# German Shepherd puppy fighting with Jack Russel??



## LifeWithGreta (Feb 12, 2009)

We brought a beautiful 16 wk old German Shepherd female home yesterday and she is great with all people so far. She came from less than ideal conditions - having spent her first 16 weeks in a chain link fence/kennel/compound with 14 adult Shepherds who run the fence and bark/growl at anything that approaches. She ate what she could and on the way home last night, threw up the remnants of a squirrel if that gives you an indication of the klind of home she had! 

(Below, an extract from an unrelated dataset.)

PR #8474, opened 2021-12-08
fix: use correct runtime to build copy of query's NamedTopology

ableegoldman:
When building up a copy of a query's NamedTopology for use when restarting the runtime or validating a new query, we need to make sure to use a NamedTopologyBuilder that corresponds to the correct/new runtime. Otherwise the copied topology will still be tied to the original topology and its runtime.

We introduced her to our Jack Russel at the park and they did not pay all that much attention to one another...they seemed like they could care less. Greta (our shepherd) and our Jack Russel (Marlie) got into two scuffles tonight when we introduced them into our home because the Jack Russel will not stay out of Greta's face (Marlie is a "in your face, look at me" kind of dog) and Greta growled and tried to run down our Jack Russel. The Jack Russel (being an idiot) went back after Greta, snapped Greta's face and then ran like a chicken. We broke them up to spare blood shed. 

How can we make this work or is this a loose/loose situation? We were told to look for who rolled over or kissed when we introduced them as to the one who would take the submissive position and neither one of them did - they both stood their ground. 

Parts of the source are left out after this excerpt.